Tier 1 - Total vRAM left in a cluster after HA

You can copy paste the formula below:

(
${this, metric=mem|alloc|actual.capacity} /1024 /1024 *
(
(
${this, metric=summary|number_running_hosts} – 1 ) /
${this, metric=summary|number_running_hosts} )
) –
(

Sum (${adapterkind=VMWARE, resourcekind=VirtualMachine, attribute=mem|guest_provisioned, depth=2}) /
1024/1024)

The screenshot below shows the super metric formula to get the total number of VM left in the cluster. I have to hardcode the maximum number that I allowed.

No of VM left in the cluster

The screenshot below shows the super metric formula to get the Maximum latency of all the VMs in the cluster. I’ve chosen at Virtual Disk level, so it does not matter whether it is VMFS, VMFS, NFS or VSAN.
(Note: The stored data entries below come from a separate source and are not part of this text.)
PR #352, opened 2021-01-20
Tvb cosim consensus

lionelkusch:
Hi all,
@dionperd  and I have finished creating the cosimulation interface for TVB.

Can you review it for including this new contribution?

Best regard,
Lionel


lionelkusch:
Can you include the co-simulation test in the check of future commit?
Thank you in advance,
Lionel

maedoc:
408 commits, 5700 lines added, 49 files modified 😅

dionperd:
> 408 commits, 5700 lines added, 49 files modified 😅

Almost all of it is cosimulation related and shouldn't affect the tvb library.

I see that there are some minor changes to the sensors.py and time_series.py datatypes, that probably originate to my other tvb-multiscale-cosim branch.

Unless there is a test failing, I would suggest to not worry about them.

dionperd:
Maybe also adding @popaula937  as a reviewer here.

scientific_library/tvb/simulator/coupling.py
```diff
@@ -501,3 +501,6 @@ def pre(self, x_i, x_j):
 
     def post(self, gx):
         return self.a / gx.shape[0] * gx
+
+
+CouplingWithCurrentState = [Difference, Kuramoto]
```
maedoc, line 506: undocumenated global `list` that anyone could modify during runtime, please use an `enum` or something more appropriate

scientific_library/tvb/simulator/models/wong_wang_exc_inh.py
```diff
@@ -182,9 +182,15 @@ class ReducedWongWangExcInh(ModelNumbaDfun):
...
+    I_ext = NArray(
+        label=":math:`I_{ext}`",
+        default=numpy.array([0.0, ]),
+        domain=Range(lo=0.0, hi=1.0, step=0.001),
+        doc="""[nA]. Effective external stimulus input""")
+
     G = NArray(
         label=":math:`G`",
-        default=numpy.array([2.0, ]),
+        default=numpy.array([20.0, ]),
```
maedoc, line 193: If this model is present in a current TVB release, please do not change the default parameter values; a jump from 2 to 20 is pretty big.

scientific_library/tvb/simulator/monitors.py
```diff
@@ -54,6 +54,7 @@
 
 """
 
+import os
```
maedoc, line 57: why do monitors need access to `os` module? please remove

tvb_build/docker/Dockerfile-multiscale-build
```diff
@@ -0,0 +1,193 @@
...
+    mkdir $VENV/build
+WORKDIR $VENV/build
+RUN mkdir libneurosim; \
+    cd libneurosim; \
+    PYTHON=$VENV/bin/python $HOME/packages/libneurosim/configure --prefix=$VENV; \
+    make; make install; ls $VENV/lib $VENV/include; \
+    ln -s /usr/lib/python3.7/config-x86_64-linux-gnu/libpython3.7.so $VENV/lib/
+
+# Install NEST, latest stable version (July 2019)
+ARG NEST_VER=2.18.0
```
maedoc, line 59: please collect all build args at the top and namespace them  (here they're all `NEST_XYZ` but other below like `LAST_SHA_ROOT` should be `TVB_SHA` etc)

tvb_contrib/tvb/contrib/cosimulation/cosim_history.py
```diff
@@ -0,0 +1,99 @@
...
+    @property
+    def nbytes(self):
+        return self.buffer.nbytes
+
+    def __init__(self,  n_time, n_var, n_node, n_mode):
+        self.n_time = n_time  # state buffer has n past steps and the current one
+        self.n_var = n_var
+        self.n_node = n_node
+        self.n_mode = n_mode
+        self.buffer[:] = numpy.NAN
```
maedoc, line 64: why NaNs here? is there an assert somewhere else that ensures that the buffer is completely and correctly filled?

tvb_contrib/tvb/contrib/cosimulation/cosim_monitors.py
```diff
@@ -0,0 +1,185 @@
...
+
+    def get_sample(self, start_step, n_steps, history,cosim):
+        times = []
+        values = []
+        for step in range(start_step, start_step + n_steps):
+            if cosim:
+                state = history.query(step)
+            else:
+                state = history.query(step)[0]
+            tmp = super(self.__class__, self).sample(step, state)
```
maedoc, line 54: If this is a base class, and you want to call the subclass sample method, just write `self.sample(step, state)`

tvb_contrib/tvb/contrib/cosimulation/cosim_monitors.py
```diff
@@ -0,0 +1,185 @@
...
+    """
+    Abstract base class for cosimulation monitors implementations.
+    """
+
+    def get_sample(self, start_step, n_steps, history,cosim):
+        times = []
+        values = []
+        for step in range(start_step, start_step + n_steps):
+            if cosim:
+                state = history.query(step)
```
maedoc, line 51: For repeated calls to query your cosim history, why not just implement a new method on that history instance to retrieve data for the `start_step` to `start_step+n_steps` interval at once?

tvb_contrib/tvb/contrib/cosimulation/cosim_monitors.py
```diff
@@ -0,0 +1,185 @@
...
+        """
+        This method provides monitor output, and should be overridden by subclasses.
+        Use the original signature.
+        """
+        pass
+
+class CosimMonitorFromCoupling(CosimMonitor):
+    """
+       Abstract base class for a monitor that records the future coupling values.
+       !!!WARNING don't use this monitor for a time smaller than the synchronization variable!!!
```
maedoc, line 71: Docstring warnings will not show up in a debugger; please insert appropriate `assert`s in the initialization or `get_sample` method to ensure the use is correct.

tvb_contrib/tvb/contrib/cosimulation/cosim_monitors.py
```diff
@@ -0,0 +1,185 @@
...
+class CosimCoupling(AfferentCoupling, CosimMonitorFromCoupling):
+    """
+    A monitor that records the future coupling of selected variables:
+    It collects:
+
+        - selected coupling values and all modes from class :Model:
+        - all nodes of a region or surface based
+        - all the integration time steps
+
+    !!!WARNING don't use this monitor for a time smaller than the synchronization variable!!!
```
maedoc, line 178: as before please add runtime check, not docstring warning

tvb_contrib/tvb/contrib/cosimulation/cosim_monitors.py
```diff
@@ -0,0 +1,185 @@
...
+                state = history.query(step)
+            else:
+                state = history.query(step)[0]
+            tmp = super(self.__class__, self).sample(step, state)
+            if tmp is not None:
+                times.append(tmp[0])
+                values.append(tmp[1])
+        return [numpy.array(times), numpy.array(values)]
+
+    @abc.abstractmethod
```
maedoc, line 60: This has no effect if the metaclass is not ABCMeta.  Also, this class is used as a mix-in so I would suggest dropping this decorator, and just `raise NotImplemented` instead of `pass` in the method body below.

maedoc:
13/49 files.. I suggest you give me time to go through all of them before replying to comments, otherwise I will probably get confused

dionperd:
> 13/49 files.. I suggest you give me time to go through all of them before replying to comments, otherwise I will probably get confused

Sure. OK. Thanks for looking at them thoroughly.

However, it is really not 49 files. Actually most files are tests.

The problem is that there are some remnants of older versions in some scientific_library files after consecutive merges from master or other branches, like the import os in the monitors or the not-used list in coupling.py...
Sorry about this...

tvb_build/docker/Dockerfile-multiscale-build
```diff
@@ -0,0 +1,193 @@
...
+          -Dwith-python=3 \
+          ###-Dwith-music=ON \
+          -Dwith-libneurosim=$VENV \
+          -DPYTHON_LIBRARY=/usr/lib \
+          -DPYTHON_INCLUDE_DIR=/usr/include/python3.7m \
+          ${NEST_SRC}; \
+    make; make install
+
+# Install nestml
+RUN $VENV/bin/pip3 install setuptools; \
```
maedoc, line 81: this line fails with the error
```
error: numpy 1.16.2 is installed but numpy>=1.17 is required by {'astropy'}
```

tvb_contrib/tvb/contrib/cosimulation/cosimulator.py
```diff
@@ -0,0 +1,310 @@
...
+from tvb.simulator.common import iround
+from tvb.simulator.simulator import Simulator, math
+
+from tvb.contrib.cosimulation.cosim_history import CosimHistory
+from tvb.contrib.cosimulation.cosim_monitors import CosimMonitor
+
+
+class CoSimulator(Simulator):
+
+    exclusive = Attr( #Todo need to test it
```
maedoc, line 46: to do?

tvb_contrib/tvb/contrib/cosimulation/models/generic_2d_oscillator_multiscale.py
```diff
@@ -0,0 +1,292 @@
...
+        vw_ = vw.reshape(vw.shape[:-1]).T
+        c_ = c.reshape(c.shape[:-1]).T
+        deriv = _numba_dfun_g2d(vw_, c_, self.tau, self.I, self.a, self.b, self.c, self.d, self.e, self.f, self.g,
+                                self.beta, self.alpha, self.gamma, lc_0)
+        return deriv.T[..., numpy.newaxis]
+
+
+@guvectorize([(float64[:],) * 16], '(n),(m)' + ',()'*13 + '->(n)', nopython=True)
+def _numba_dfun_g2d(vw, c_0, tau, I, a, b, c, d, e, f, g, beta, alpha, gamma, lc_0, dx):
+    "Gufunc for reduced Wong-Wang model equations."
```
maedoc, line 286: looks like copy paste here, this is not the Wong-Wang model.  Why the need for a new model if it's the same as the existing one?

tvb_contrib/tvb/contrib/cosimulation/models/reduced_wong_wang_exc_io.py
```diff
@@ -0,0 +1,334 @@
...
+@guvectorize([(float64[:],)*11], '(n),(m)' + ',()'*8 + '->(n)', nopython=True)
+def _numba_update_non_state_variables_before_integration(S, c, a, b, d, w, jn, r, g, io, newS):
+    "Gufunc for reduced Wong-Wang model equations."
+
+    newS[0] = S[0]  # S
+    newS[1] = S[1]  # Rint
+
+    cc = g[0]*jn[0]*c[0]
+    newS[4] = w[0] * jn[0] * S[0] + io[0] + cc  # I
+    if r[0] <= 0.0:
```
maedoc, line 47: This and line 56 below are a little hard to understand.  Are these conditionals expressing different numerics or different code paths for different components?  What does `r[0] <= 0.0` mean? Why below branch on `S[1] < 40.0`?

tvb_contrib/tvb/contrib/cosimulation/models/reduced_wong_wang_exc_io_inh_i.py
```diff
@@ -0,0 +1,317 @@
...
+#   CITATION:
+# When using The Virtual Brain for scientific publications, please cite it as follows:
+#
+#   Paula Sanz Leon, Stuart A. Knock, M. Marmaduke Woodman, Lia Domide,
+#   Jochen Mersmann, Anthony R. McIntosh, Viktor Jirsa (2013)
+#       The Virtual Brain: a simulator of primate brain network dynamics.
+#   Frontiers in Neuroinformatics (7:10. doi: 10.3389/fninf.2013.00010)
+
+"""
+Models based on Wong-Wang's work.
```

To create the Average latency super metric, you just need to replace the string Max with Avg in the formula.

super metric - vDisk

You can copy paste the formula below:

Max ( ${adapterkind=VMWARE, resourcekind=VirtualMachine, attribute=virtualDisk|totalLatency, depth=2 } )

The screenshot below shows the super metric formula to get the total number of disk capacity left in the cluster. This is based on Thin Provisioning consumption.

You can copy paste the formula below:

sum( ${adapterkind=VMWARE, resourcekind=Datastore, attribute=capacity|available_space, depth=1} )

For Thick Provision, use the following super metric:

super metric - Disk - space left in datastore cluster - thick

You can copy paste the formula below:

Sum
(
${adapterkind=VMWARE, resourcekind=Datastore, attribute=capacity|total_capacity, depth=1}
) –
Sum
(
${adapterkind=VMWARE, resourcekind=Datastore, attribute=capacity|consumer_provisioned, depth=1}
)

Last but not least, do not forget to include buffer for snapshot. This can be 20%, depending on your environment.

I hope you find the article useful for Capacity Management in SDDC. In part 8 (scheduled later this month), I will cover the super metrics for Tier 2 & 3, and for Network.